## WHAT TO PRODUCE
Every line below that contains the word "running" must be copied.

## INFORMATION SHOWN

PR #5745, opened 2025-11-11
fix(language-service): replace interpolations with spaces during `provideAutoInsertSnippet`

### LINKED ISSUE #4403: Incorrect auto-complete for tag-like string in template literals

KazariEX:
fix #4403, close #5744

### DIFF
--- a/packages/language-core/index.ts
+++ b/packages/language-core/index.ts
@@ -6,6 +6,7 @@ export * from './lib/parsers/scriptSetupRanges';
 export * from './lib/plugins';
 export * from './lib/types';
 export * from './lib/utils/collectBindings';
+export * from './lib/utils/forEachTemplateNode';
 export * from './lib/utils/parseSfc';
 export * from './lib/utils/shared';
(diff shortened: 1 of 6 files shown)


KazariEX:
Replacing interpolation with spaces when generating virtual document for the template will cause formatting errors.

PR #5759, opened 2025-11-17
 feat(language-service): support tsconfig path alias resolution for document links #5562 resolve conflicts

AlexVagrant:
resolve conflicts #5562


KazariEX:
The merge conflicts are not what’s preventing this PR from being merged... the real issue is whether there is a better way to implement it.

AlexVagrant:
> The merge conflicts are not what’s preventing this PR from being merged... the real issue is whether there is a better way to implement it.

So that's it. Do you have any ideas?

PR #5765, opened 2025-11-19
fix(language-core): enhance `getVIfNode` to support `v-else-if` directives

### LINKED ISSUE #5492: v-else-if and v-slot co-usage triggers false ts-plugin(6133) "unused" warning/error

3.0.1

### VSCode version

1.102.0

### Vue version

3.5.17

### TypeScript version

5.8.3

### System Info

```shell

```

### package.json dependencies

```json

```

### Steps to reproduce

1. Create a new Vue 3.5+ project using `<script setup lang="ts"`.
2. Install and use the **Vue - Official** extension in VS Code.
3. Add an imported function in `<script setup lang="ts"` that will **only be used inside** `v-else-if` block in the template.
4. Use the function in the template like this:

``` vue 3.5
<template>
  <div>
    <div v-if="func1()"></div>
    <div v-else-if="func2()></div>
    <div v-else></ div>
  </div>
</template>
<script setup lang="ts">
import { func1, func2 } from "somewhere" // `func2` is declared but its value is never read. ts-plugin(6133)
</script>
```

### What is expected?

The imported function `func2` should not trigger ts-plugin(6133) warning/error if it is used anywhere in the template, even inside a `v-else-if`.

The imported function is marked as **unused** (ts-plugin(6133) warning/error) when used **only inside a** `v-else-if` expression, despite being referenced in the template.

_No response_

### Any additional comments?

_No response_

serkodev:
Fixed #5492

### DIFF
--- a/test-workspace/tsc/passedFixtures/vue3/#5492/main.vue
+++ b/test-workspace/tsc/passedFixtures/vue3/#5492/main.vue
@@ -6,14 +6,14 @@ const cond2 = true
 </script>
 
 <template>
-    <Comp>
-        <template #default v-if="cond1">1</template>
-        <template #default v-else-if="cond2">2</template>
+	<Comp>
+		<template #default v-if="cond1">1</template>
+		<template #default v-else-if="cond2">2</template>
 
-        <div v-if="cond1 === true"></div>
-        <div v-else-if="cond1.length"></div>
+		<div v-if="cond1 === true"></div>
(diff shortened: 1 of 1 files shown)


KazariEX:
This will cause `v-else-if` to be generated as a seperate if statement, preventing type narrowing from working correctly.

serkodev:
Oh you're right. Let me think of another approach.

PR #5853, opened 2025-12-11
fix(vscode): vue ts highlighting when trailing type alias misses semicolon

### LINKED ISSUE #2060: Syntax highlighting requires new-line or semi-colon between script blocks.

serkodev:
Fix #2060

- Replace the `end` with `while` in patterns.
  - `end` waits for one terminating match
  - `while` re-checks per line and drops the scope as soon as its condition fails.
- Add extra rule to support single line `<script>`

### Before
before

### After
after

### DIFF
--- a/extensions/vscode/syntaxes/vue.tmLanguage.json
+++ b/extensions/vscode/syntaxes/vue.tmLanguage.json
@@ -358,6 +358,16 @@
 							"include": "#tag-stuff"
 						},
 						{
+							"begin": "(?<=>)(?=[^\\n]*<\\/script[\\s>])",
+							"end": "(?=<\\/script[\\s>])",
+							"name": "source.ts",
+							"patterns": [
+								{
+									"include": "source.ts"
+								}
+							]
+						},
+						{
 							"begin": "(?<=>)",
 							"while": "^(?!\\s*<\\/script[\\s>])",
 							"name": "source.ts",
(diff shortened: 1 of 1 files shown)


serkodev:
### Notice
- If `</script>` is intended as a closing tag but does not appear at the beginning of a line, syntax highlighting will also break (though single-line `<script>` tags are not affected):
  ```vue
  <!-- bad -->
  <script setup lang="ts">
  const a = 1;</script>

  <!-- good -->
  <script setup lang="ts">const a = 1;</script>
  <script setup lang="ts">
  const a = 1;
  </script>
  ```
- If `</script>` appears as a `string` and at the beginning of a line, syntax highlighting will break:
  ```vue
  <script setup lang="ts">
  const a = `
  </script> <- break
  `;
  </script>
  ```
  However, since `</script>` as a string currently is also not supported by @vuejs/core, so this issue has no impact.
  Ref: https://github.com/vuejs/core/issues/7391

PR #5862, opened 2025-12-12
feat(component-meta): add `tags` to slots and exposed

aj-dev:
This PR adds `tags` to slots and exposed so that jsDoc tags can be used consistently across props, events, slots and exposed.


johnsoncodehk:
LGTM, thanks for the PR!

PR #5891, opened 2025-12-20
fix(component-meta): skip schema resolution correctly when `option` is `false`

KazariEX:


johnsoncodehk:
The TS plugin has already passed the schema parameter as false; the issue appears to be that `vue-component-meta` does not correctly handle the behavior when false.

https://github.com/vuejs/language-tools/blob/880aaf0968cce612da99be66e5e591583e1315cd/packages/typescript-plugin/lib/requests/getComponentMeta.ts#L27

PR #5967, opened 2026-02-16
fix(language-service): provide data for all default html tags

liangmiQwQ:
For now, only tags `getComponentsAndElements` returned can be returned in `provideTags` fn, and it seems caused issues, like some void tags, will process incorrect document symbols without data provider returning (like this)

Screenshot 2026-02-16 at 15 50 44

To be honest, I feel quite strange when I making up this PR, I first wonder why `getComponentsAndElements` doesn't return `img` and I did some debug, found the only one tag this function return is `[ "Vue" ]` for a no-script SFC, I don't know how `tsserver` work, but I think it's really strange. And at the same time, I also wonder why `provideTags` added all tags in `builtInData` but `defaultHtmlTags` doesn't


KazariEX:
How to reproduce the situation?

liangmiQwQ:
1. Create a `.vue` file with code like this

```vue
<template>
    <img>
    <img>
    <div />
    <div />
</template>
```

2. open it, and run `User View Container: Focus on Outline View` command, then you can see that

Screenshot 2026-02-16 at 16 59 01

However, this seems to happen randomly sometimes, sometimes the outline become normal after I do some edit to the file, sometimes it still acts wrongly, sometimes the situation only shows when I set `"typescript.validate.enable": false`, while it always shows sometimes

KazariEX:
`getComponentsAndElements` should not return `["Vue"]`.

liangmiQwQ:
Idk why, but...

Screenshot 2026-02-16 at 17 28 08
Screenshot 2026-02-16 at 17 28 23

KazariEX:
I cannot reproduce this behavior, but I think that this issue is caused by us not running `provideHtmlData` in `provideDocumentSymbols`.

liangmiQwQ:
let me do some experiments after dinner.... and thank you so much!

liangmiQwQ:
> I cannot reproduce this behavior, but I think that this issue is caused by us not running `provideHtmlData` in `provideDocumentSymbols`.

Trace on #5968.

PR #5968, opened 2026-02-16
fix(language-service): use default html data provider for document symbols

liangmiQwQ:
close #5967

Now data provider run after you do hover / completion action, but not for document symbol requests, may cause make outline / breadcrumbs display differently before and after editing


liangmiQwQ:
In this branch
Screenshot 2026-02-16 at 19 16 49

## YOUR RESPONSE
I cannot reproduce this behavior, but I think that this issue is caused by us not running `provideHtmlData` in `provideDocumentSymbols`.
> I cannot reproduce this behavior, but I think that this issue is caused by us not running `provideHtmlData` in `provideDocumentSymbols`.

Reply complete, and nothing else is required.